The present article aimed to investigate the potential role of the ethanolic extracts of the aerial parts of Jasonia candicans and Jasonia montana in management of Alzheimer's Disease (AD) in experimental model. Supplementation of drinking water AlCl3 (0.3%) for 16 weeks induced AD in male rats with siginifcant increase in brain Acetylcholinesterase (AchE) activity, Tumour Necrosis Factor (TNF- alpha ), Transforming Growth Factor beta (TGF- beta ) and 8 hydroxydeoxyguanosine (8-OHdG) levels. AlCl3 supplementation produced significant decrease in Brain insulin Like Growth Factor (IGF-1) and Derived Neurotrophic Factor (BDNF) levels as compared to the control values. Also, AlCl3 supplementation caused significant decline in the expression levels of nucleoporin P62 (P62) and a disintegrin and metalloproteinase 17 (ADAM 17) genes accompanied with significant elevation in the expression levels of brain cyclooxygenase (Cox-2) gene. Brain histopathological examination of AD-induced rats showed formation of amyloid plaques in hippocampus and cerebrum. Oral administration of each of selected extract (150 mg/kg b.wt) in AD-induced rats daily for 6 weeks resulted in significant decrease in brain AchE activity, TNF- alpha , TGF- beta and 8-OHdG levels. The treatment produced significant increase in brain IGF-1 and BDNF levels as compared to AD-induced rats. The treatment with these extracts could significantly increase the gene expression levels of brain P62 and ADAM17 accompanied with significant decrease in the expression levels of Cox-2 gene in the brain. Histopathological examination of brain tissue of the treated rats showed marked improvement in the morphological structure of the brain especially in the hippocampus and cerebrum areas. High content of terpenes, sesquiterpenes and flavonoids in the ethanolic extract of the selected plants may responsible for the anticholinesterase activity, anti-inflammatory action, antioxidant capacity and neurotrophic effect as well as anti-amyloidogenic potential of these extracts. These results suggest that these extracts may effectively ameliorate the inflammation and neurodegeneration characterizing AD. Thus, these extracts may have a therapeutic application in the treatment of Alzheimer's disease.
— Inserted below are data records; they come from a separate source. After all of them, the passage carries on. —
PR #5276, opened 2023-12-06
Replace deprecated `io/ioutil` function

cl2017:
**What type of PR is this?**
/kind feature

As we upgrade to go 1.20, replace `io/ioutil` with `io` or `os`

Fixes #

```release-note
NONE
```


wbc6080:
Very nice modification, looks like we should have changed the above problem as early as version 1.16 👍 
/lgtm

PR #5137, opened 2023-11-03
Init owners for mapper-framework

fisherxu:
**What type of PR is this?**
/kind documentation

**What this PR does / why we need it**:

Add owners for mapper-framework, let's promote the development of mapper-framework :)

@cl2017 @WillardHu and @fisherxu as init approvers, and @wbc6080 as reviewer.

And Thanks for the contributions for all. 

**Which issue(s) this PR fixes**:

Fixes #

**Special notes for your reviewer**:

**Does this PR introduce a user-facing change?**:

```release-note
NONE
```

PR #5277, opened 2023-12-06
Add DB handler

cl2017:
**What type of PR is this?**
/kind feature

The `dbpush` code is not suitable in the `device.go` file, and it should be writed in the `data/dbmethod` directory, then it can be handled by different db alone.
So in this PR, I add new `handler` in every db directory to push data to db.

Fixes #

```release-note
NONE
```

### DIFF
--- a/staging/src/github.com/kubeedge/mapper-framework/_template/mapper/data/dbmethod/influxdb2/handler.go
+++ b/staging/src/github.com/kubeedge/mapper-framework/_template/mapper/data/dbmethod/influxdb2/handler.go
@@ -1,0 +1,73 @@
+/*
+Copyright 2023 The KubeEdge Authors.
+
+Licensed under the Apache License, Version 2.0 (the "License");
+you may not use this file except in compliance with the License.
+You may obtain a copy of the License at
+
+    http://www.apache.org/licenses/LICENSE-2.0
+
+Unless required by applicable law or agreed to in writing, software
+distributed under the License is distributed on an "AS IS" BASIS,
+WITHOUT WARRANTIES OR CONDITIONS OF ANY KIND, either express or implied.
+See the License for the specific language governing permissions and
+limitations under the License.
+*/
+
+package influxdb2
+
+import (
+	"context"
+	"time"
+
+	"k8s.io/klog/v2"
+
+	"github.com/kubeedge/Template/driver"
+	"github.com/kubeedge/mapper-framework/pkg/common"
+)
+
+func DataHandler(ctx context.Context, twin *common.Twin, client *driver.CustomizedClient, visitorConfig *driver.VisitorConfig, dataModel *common.DataModel) {
+	dbConfig, err := NewDataBaseClient(twin.Property.PushMethod.DBMethod.DBConfig.Influxdb2ClientConfig, twin.Property.PushMethod.DBMethod.DBConfig.Influxdb2DataConfig)
+	if err != nil {
+		klog.Errorf("new database client error: %v", err)
+		return
+	}
+	dbClient := dbConfig.InitDbClient()
+	if err != nil {
+		klog.Errorf("init database client err: %v", err)
+		return
+	}
+	reportCycle := time.Duration(twin.Property.ReportCycle)
+	if reportCycle == 0 {
+		reportCycle = common.DefaultReportCycle
+	}
+	ticker := time.NewTicker(reportCycle)
+	go func() {
+		for {
+			select {
+			case <-ticker.C:
+				deviceData, err := client.GetDeviceData(visitorConfig)
+				if err != nil {
+					klog.Errorf("publish error: %v", err)
+					continue
+				}
+				sData, err := common.ConvertToString(deviceData)
+				if err != nil {
+					klog.Errorf("Failed to convert publish method data : %v", err)
+					continue
+				}
+				dataModel.SetValue(sData)
+				dataModel.SetTimeStamp()
+
+				err = dbConfig.AddData(dataModel, dbClient)
+				if err != nil {
+					klog.Errorf("influx database add data error: %v", err)
+					return
+				}
+			case <-ctx.Done():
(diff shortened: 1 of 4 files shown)


wbc6080:
nice modification
/lgtm

staging/src/github.com/kubeedge/mapper-framework/_template/mapper/data/dbmethod/influxdb2/handler.go
```diff
@@ -0,0 +1,57 @@
+package influxdb2
```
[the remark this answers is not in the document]
cl2017: ok, done.

staging/src/github.com/kubeedge/mapper-framework/_template/mapper/device/device.go
```diff
@@ -170,7 +170,7 @@ func pushHandler(ctx context.Context, twin *common.Twin, client *driver.Customiz
 	}
 	reportCycle := time.Duration(twin.Property.ReportCycle)
 	if reportCycle == 0 {
-		reportCycle = common.DefaultReportCycle
+		reportCycle = 1 * time.Second
```
wbc6080, line 173: We change it to common.DefaultReportCycle in #5230  
```suggestion
		reportCycle = common.DefaultReportCycle
```

staging/src/github.com/kubeedge/mapper-framework/_template/mapper/device/device.go
```diff
@@ -202,37 +202,7 @@ func dbHandler(ctx context.Context, twin *common.Twin, client *driver.Customized
...
-						continue
-					}
-					sData, err := common.ConvertToString(deviceData)
-					if err != nil {
-						klog.Errorf("Failed to convert publish method data : %v", err)
-						continue
-					}
-					dataModel.SetValue(sData)
-					dataModel.SetTimeStamp()
+		dbInflux.DataHandler(ctx, twin, client, visitorConfig, dataModel)
```
wbc6080, line 205: Do we need to add dbredis and dbtdengine too?

staging/src/github.com/kubeedge/mapper-framework/_template/mapper/device/device.go
cl2017: yes, I pushed the new code.

staging/src/github.com/kubeedge/mapper-framework/_template/mapper/device/device.go
cl2017: yes, I pushed the new code.

wbc6080 (commented):
/lgtm
cc @WillardHu If you think there is no problem with this PR, you can directly approve it because #5137

staging/src/github.com/kubeedge/mapper-framework/_template/mapper/data/dbmethod/influxdb2/handler.go
```diff
@@ -0,0 +1,73 @@
...
+					klog.Errorf("Failed to convert publish method data : %v", err)
+					continue
+				}
+				dataModel.SetValue(sData)
+				dataModel.SetTimeStamp()
+
+				err = dbConfig.AddData(dataModel, dbClient)
+				if err != nil {
+					klog.Errorf("influx database add data error: %v", err)
+					return
```
WillardHu, line 65: Is this an attempt to interrupt the loop?

staging/src/github.com/kubeedge/mapper-framework/_template/mapper/data/dbmethod/influxdb2/handler.go
```diff
@@ -0,0 +1,73 @@
...
+	"context"
+	"time"
+
+	"k8s.io/klog/v2"
+
+	"github.com/kubeedge/Template/driver"
+	"github.com/kubeedge/mapper-framework/pkg/common"
+)
+
+func DataHandler(ctx context.Context, twin *common.Twin, client *driver.CustomizedClient, visitorConfig *driver.VisitorConfig, dataModel *common.DataModel) {
```
WillardHu, line 29: Duplicate code looks like it can be abstracted away.

staging/src/github.com/kubeedge/mapper-framework/_template/mapper/data/dbmethod/influxdb2/handler.go
cl2017: It seems so. Because these code is moving from `device.go`, I think we better not change some logic in this PR.

wbc6080: The original idea here was to exit the dbhandler and not push again if adding data to the database failed. Do you think it would be better to continue trying to push? @WillardHu

WillardHu: If the error is unrecoverable, the processing can be interrupted.

cl2017: If stop push when adding data to the database failed, we can not push again unless restart mapper, right?

wbc6080: When the user updates the device, the initialization of the device will be re-executed. In this case, the database push will also be re-executed. The most common reason for errors here is that the secret key of the user database is incorrect. At this time, the user can update the correct secret key and push again.

WillardHu:
We can optimize the `DataHandler(..)` function in the future. @wbc6080 @cl2017

cl2017:
> We can optimize the `DataHandler(..)` function in the future. @wbc6080 @cl2017

ok, I'll open another PR to do this.

PR #5279, opened 2023-12-06
fix mutex unlock

cl2017:
**What type of PR is this?**
/kind bug

We need to unlock the mutex after the loop ends, instead of defining defer when function ends.

Fixes #

```release-note
NONE
```


wbc6080:
It is indeed better to change this way
lgtm

fisherxu (commented):
Looks good, and just curious any bugs will it cause?
/approve

cl2017:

机译:本文旨在调查实验模型中,Jasonia candicans和Jasonia montana地上部分乙醇提取物在阿尔茨海默氏病(AD)处理中的潜在作用。补充AlCl 3 的饮用水(0.3%)连续16周可诱发雄性大鼠AD,其脑乙酰胆碱酯酶(AchE)活性,肿瘤坏死因子(TNF-α),转化生长因子β( TGF-β)和8个羟基脱氧鸟苷(8-OHdG)水平。与对照值相比,添加AlCl3可使脑胰岛素样生长因子(IGF-1)和衍生神经营养因子(BDNF)含量显着降低。此外,补充AlCl 3 会导致核孔蛋白P 62 (P 62 )以及整联蛋白和金属蛋白酶17(ADAM 17)的表达水平显着下降。 )基因伴随脑环氧合酶(Cox-2)基因表达水平的显着升高。 AD诱导的大鼠的脑组织病理学检查显示在海马和大脑中形成淀粉样斑块。每天在AD诱导的大鼠中口服每种选定的提取物(150 mg / kg b.wt),持续6周,导致脑AchE活性,TNF-α,TGF-β和8-OHdG水平显着降低。与AD诱导的大鼠相比,该疗法可显着提高大脑的IGF-1和BDNF水平。用这些提取物处理可显着增加脑P 62 和ADAM17的基因表达水平,同时显着降低脑中Cox-2基因的表达水平。经处理的大鼠的脑组织的组织病理学检查显示出大脑的形态结构明显改善,尤其是在海马和大脑区域。所选植物的乙醇提取物中大量的萜烯,倍半萜烯和类黄酮可能是这些提取物的抗胆碱酯酶活性,抗炎作用,抗氧化能力和神经营养作用以及抗淀粉样蛋白形成的潜力。这些结果表明,这些提取物可有效改善AD的炎症和神经退行性变。因此,这些提取物可在阿尔茨海默氏病的治疗中具有治疗应用。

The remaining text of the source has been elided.